Na área de propriedade intelectual, os países desenvolvidos sempre buscam reforçar suas posições de mercado através da ampliação dos prazos e da abrangência de suas patentes relacionadas às novas tecnologias. Muitas vezes essas posições são alcançadas de forma ilegítima, pela dominação econômica e ameaça de retaliação comercial. É preciso um cuidado extremo no trato dessa matéria, que é tão ou mais relevante que as negociações tarifárias, pois uma má construção de acordos em tais disciplinas irá dificultar muito, senão impossibilitar, aos países em desenvolvimento o acesso às tecnologias avançadas nas mesmas bases em que ocorreu com os países hoje desenvolvidos. Dessa forma se estará condenando os países mais frágeis definitivamente à estagnação e ao subdesenvolvimento econômico e social.

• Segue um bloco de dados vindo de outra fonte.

Issue #563, opened 2020-01-16
PiecewiseLinear gives wrong CRPS outside of distribution support


lostella:
It seems like the PiecewiseLinear's CRPS method does not compute correct results when the input falls outside of the distribution's support. The following example is for a uniform distribution between -1 and 1: I would expect CRPS(-2) = CRPS(2), but that's not the case.

```python
gamma = mx.nd.array([-1.0])
slopes = mx.nd.array([
    [2.0, 2.0]]
)
knot_spacings = mx.nd.array([[0.5, 0.5]])

distr = PiecewiseLinear(
    gamma=gamma,
    slopes=slopes,
    knot_spacings=knot_spacings,
)

print(distr.crps(mx.nd.array([-2.0])))
print(distr.crps(mx.nd.array([2.0])))
```

yields

```
[1.6666667]
<NDArray 1 @cpu(0)>

[2.1666667]
<NDArray 1 @cpu(0)>
```

With more complex example one can also get negative values of CRPS.

```python
gamma = mx.nd.array([-82.70746])
slopes = mx.nd.array([
    [1.8083544e+01, 2.9134894e-02, 6.3528619e+00, 4.8505863e-05, 4.9647682e+01, 3.9714784e-16, 1.3027676e+01, 1.8006723e-14]]
)
knot_spacings = mx.nd.array([[0.001, 0.009, 0.09, 0.4, 0.4, 0.09, 0.009, 0.001]])
x = mx.nd.array([-70.8735308])

distr = PiecewiseLinear(
    gamma=gamma,
    slopes=slopes,
    knot_spacings=knot_spacings,
)

print(distr.crps(x))
```

yields

```
[-79.25251]
<NDArray 1 @cpu(0)>
```

lostella:
We could consider implement the computation of CRPS in its more intuitive form, see first equation in https://journals.ametsoc.org/doi/pdf/10.1175/1520-0434%282000%29015%3C0559%3ADOTCRP%3E2.0.CO%3B2

If all slopes are strictly positive then the quantile function is invertible and maybe things are easier to compute in the CDF domain instead of the quantile level domain.

lostella:
Well, one should probably end up with the same formula for the integral no matter what (equivalent) formulation one starts from. It looks like some summands are missing when x falls off of the support.

lostella:
fixed by #564

PR #564, opened 2020-01-17
Fix bug in cdf method of piecewise linear distributions

lostella:
*Issue #, if available:* partially addressing #563 

*Description of changes:* This fixes a bug in the cdf method of PiecewiseLinear, which was returning values larger than 1.0: this addresses the simpler example in #563. The more complex example there has to do with numerical problems, which make the cdf evaluation fail there, and crps as well as a consequence I believe. That problem will need more care.

### DIFF
--- a/src/gluonts/distribution/piecewise_linear.py
+++ b/src/gluonts/distribution/piecewise_linear.py
@@ -336,15 +336,7 @@ class PiecewiseLinearOutput(DistributionOutput):
     @classmethod
     def domain_map(cls, F, gamma, slopes, knot_spacings):
         # slopes of the pieces are non-negative
-        thresh = F.zeros_like(slopes) + 20.0
-        I_grt_thresh = F.broadcast_greater_equal(slopes, thresh)
-        I_sml_thresh = F.broadcast_lesser(slopes, thresh)
-        slopes_proj = (
-            I_sml_thresh
-            * F.Activation(data=(I_sml_thresh * slopes), act_type="softrelu")
-            + I_grt_thresh * slopes
-        )
-        # slopes = F.Activation(slopes, 'softrelu')
+        slopes_proj = F.Activation(data=slopes, act_type="softrelu") + 1e-4
 
         # the spacing between the knots should be in [0, 1] and sum to 1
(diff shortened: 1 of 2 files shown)


test/distribution/test_piecewise_linear.py
```diff
@@ -136,3 +136,21 @@ def test_shapes(
...
+    distr = PiecewiseLinear(
+        gamma=gamma, slopes=slopes, knot_spacings=knot_spacings
+    )
+
+    assert distr.cdf(mx.nd.array([-2.0])).asnumpy().item() == 0.0
+    assert distr.cdf(mx.nd.array([+2.0])).asnumpy().item() == 1.0
+
+    assert np.all(
+        distr.crps(mx.nd.array([-2.0])).asnumpy()
+        == distr.crps(mx.nd.array([+2.0])).asnumpy()
```
lostella: I’ll actually put a check here to make sure these equal the actual hand-computed CRPS

src/gluonts/distribution/piecewise_linear.py
```diff
@@ -336,15 +336,7 @@ def __init__(self, num_pieces: int) -> None:
...
         # slopes of the pieces are non-negative
-        thresh = F.zeros_like(slopes) + 20.0
-        I_grt_thresh = F.broadcast_greater_equal(slopes, thresh)
-        I_sml_thresh = F.broadcast_lesser(slopes, thresh)
-        slopes_proj = (
-            I_sml_thresh
-            * F.Activation(data=(I_sml_thresh * slopes), act_type="softrelu")
-            + I_grt_thresh * slopes
-        )
-        # slopes = F.Activation(slopes, 'softrelu')
```
lostella: I'm not sure what all this logic was needed for: I checked and softrelu seems to behave fine with inputs much larger than 20 (when it's essentially the identity function). Maybe this was added in a tentative of fixing all other issues?

vafl: Yes, this is outdated. There used to be an mxnet bug but the fix should already be in 1.4 (https://github.com/apache/incubator-mxnet/pull/6834/files).

PR #585, opened 2020-01-30
Fixed minor bugs in GluonTSFramework.

AaronSpieler:
*Description of changes:*
Fixed bug regarding wait parameter in train function of GluonTSFramework.


jaheba:
Is that base_job_name handling the same as in other frameworks?

AaronSpieler:
> Is that base_job_name handling the same as in other frameworks?

Actually it does not seem to be that way, job_name will be the actual job name. However, I find that counter intuitive, since one already defines a base_job_name.

jaheba:
Then let’s not do that as well. The idea behind the base job is to specify the job name just once and then spawn of jobs from that.

src/gluonts/nursery/sagemaker_sdk/estimator.py
```diff
@@ -528,7 +528,7 @@ def train(
         wait: bool = True,
         logs: bool = True,
         job_name: str = None,
-    ) -> Tuple[Predictor, dict, pd.DataFrame, str]:
+    ) -> Optional[Tuple[Predictor, dict, pd.DataFrame, str]]:
```
jaheba: I think we always should return something. How do I know the training-job-name if I only the base_job_name?

Also, the return type looks off, shouldn't it be a `TrainResult`?

src/gluonts/nursery/sagemaker_sdk/utils.py
```diff
@@ -19,7 +19,7 @@
 def make_metrics(metrics_names):
     avg_epoch_loss_metric = {
         "Name": "training_loss",
-        "Regex": r"'avg_epoch_loss'=(\S+)",
+        "Regex": r"'epoch_loss'=(\S+)",
```
jaheba: There is no avg_epoch_loss?

AaronSpieler: If you look into the logs, there is one, but not in lines with "INFO:...", so apparently the metric extraction only works on info lines, thats why its not showing up in the charts.

src/gluonts/nursery/sagemaker_sdk/estimator.py
AaronSpieler: Could be. A lot of things changed after the refactoring so I will have too look that up.

AaronSpieler: Also you're right, we could always return the complete job name.

AaronSpieler:
> Then let’s not do that as well. The idea behind the base job is to specify the job name just once and then spawn of jobs from that.

ok

src/gluonts/nursery/sagemaker_sdk/utils.py
lostella: I verified this: indeed, `avg_epoch_loss` is displayed in the lines produced by tqdm, not in the logging lines

alexw91:
# [Codecov](https://codecov.io/gh/awslabs/gluon-ts/pull/585?src=pr&el=h1) Report
> Merging [#585](https://codecov.io/gh/awslabs/gluon-ts/pull/585?src=pr&el=desc) into [master](https://codecov.io/gh/awslabs/gluon-ts/commit/b6ec6a09c73c3daeeb68ae72fab5acaf5238d053&el=desc) will **decrease** coverage by `0.01%`.
> The diff coverage is `n/a`.


[Impacted file tree graph](https://codecov.io/gh/awslabs/gluon-ts/pull/585?src=pr&el=tree)

```diff
@@            Coverage Diff             @@
##           master     #585      +/-   ##
==========================================
- Coverage   83.73%   83.72%   -0.02%     
==========================================
  Files         181      181              
  Lines       10324    10326       +2     
==========================================
  Hits         8645     8645              
- Misses       1679     1681       +2     
```

PR #586, opened 2020-01-31
Change causal conv1d default activation to match the doc

ehsanmok:
*Description of changes:*

Default activation used in [CausalConv1d](https://gluon-ts.mxnet.io/api/gluonts/gluonts.block.cnn.html#) doesn't match the code. Changing it to`None` from `"relu"`.


lostella:
@jgasthaus @lovvge do you know what the intended default is for this option? Either the default value is changed to match the docstring (as per the proposed fix), or the other way around.

jgasthaus:
> @jgasthaus @lovvge do you know what the intended default is for this option? Either the default value is changed to match the docstring (as per the proposed fix), or the other way around.

Changing the default to None (as the doc states) makes sense to me. All callers do explicitly set it to "relu" when needed.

Num ambiente multilateral seria mais fácil a adoção de cuidados nessa área, já que em acordos bilaterais o poder de barganha dos países menos desenvolvidos é muito menor. Por isso é preocupante a frustração de um amplo acordo envolvendo tais disciplinas no âmbito da OMC. Será que somente outra catástrofe semelhante ao 11 de setembro reduziria ambições e colocaria mais solidariedade na pauta das negociações internacionais?

Nelson Brasil de Oliveira
Nelson Brasil de Oliveira
Vice-presidente de Planejamento Estratégico da ABIFINA.